_Task statement_. List all lines of the data containing the word "Fixed".

_Working data_.
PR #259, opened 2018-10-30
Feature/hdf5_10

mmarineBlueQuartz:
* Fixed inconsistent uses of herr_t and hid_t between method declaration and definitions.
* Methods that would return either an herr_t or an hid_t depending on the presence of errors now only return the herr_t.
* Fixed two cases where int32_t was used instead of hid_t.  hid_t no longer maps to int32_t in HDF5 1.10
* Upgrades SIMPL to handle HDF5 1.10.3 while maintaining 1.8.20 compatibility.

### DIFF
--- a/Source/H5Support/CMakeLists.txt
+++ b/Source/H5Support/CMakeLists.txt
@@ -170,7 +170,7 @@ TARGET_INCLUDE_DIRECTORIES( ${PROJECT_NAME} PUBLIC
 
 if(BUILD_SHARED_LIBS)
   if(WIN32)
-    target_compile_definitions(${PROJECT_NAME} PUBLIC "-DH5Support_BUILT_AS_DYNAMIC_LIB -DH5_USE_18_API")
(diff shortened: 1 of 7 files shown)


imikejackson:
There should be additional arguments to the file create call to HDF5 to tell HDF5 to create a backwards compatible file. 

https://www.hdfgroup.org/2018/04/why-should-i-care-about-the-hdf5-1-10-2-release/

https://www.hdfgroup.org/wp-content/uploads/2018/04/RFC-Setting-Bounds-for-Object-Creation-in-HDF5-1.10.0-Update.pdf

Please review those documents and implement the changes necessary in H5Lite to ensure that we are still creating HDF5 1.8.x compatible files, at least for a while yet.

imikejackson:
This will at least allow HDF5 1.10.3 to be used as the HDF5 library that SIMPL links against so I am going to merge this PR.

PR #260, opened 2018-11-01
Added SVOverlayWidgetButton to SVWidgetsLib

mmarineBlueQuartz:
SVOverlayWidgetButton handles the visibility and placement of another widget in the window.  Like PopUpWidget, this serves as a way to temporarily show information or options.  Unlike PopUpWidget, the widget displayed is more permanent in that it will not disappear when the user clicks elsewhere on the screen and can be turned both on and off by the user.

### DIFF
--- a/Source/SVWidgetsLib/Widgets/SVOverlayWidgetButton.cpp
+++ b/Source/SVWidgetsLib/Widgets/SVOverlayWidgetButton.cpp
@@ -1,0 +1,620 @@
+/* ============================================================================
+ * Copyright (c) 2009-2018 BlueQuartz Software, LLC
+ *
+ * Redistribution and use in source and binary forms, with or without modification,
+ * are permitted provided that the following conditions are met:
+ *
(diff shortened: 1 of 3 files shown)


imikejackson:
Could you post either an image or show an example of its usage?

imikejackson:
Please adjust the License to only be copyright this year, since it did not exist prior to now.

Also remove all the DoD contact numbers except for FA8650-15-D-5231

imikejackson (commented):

_Reply_.
* Fixed inconsistent uses of herr_t and hid_t between method declaration and definitions.
* Fixed two cases where int32_t was used instead of hid_t.  hid_t no longer maps to int32_t in HDF5 1.10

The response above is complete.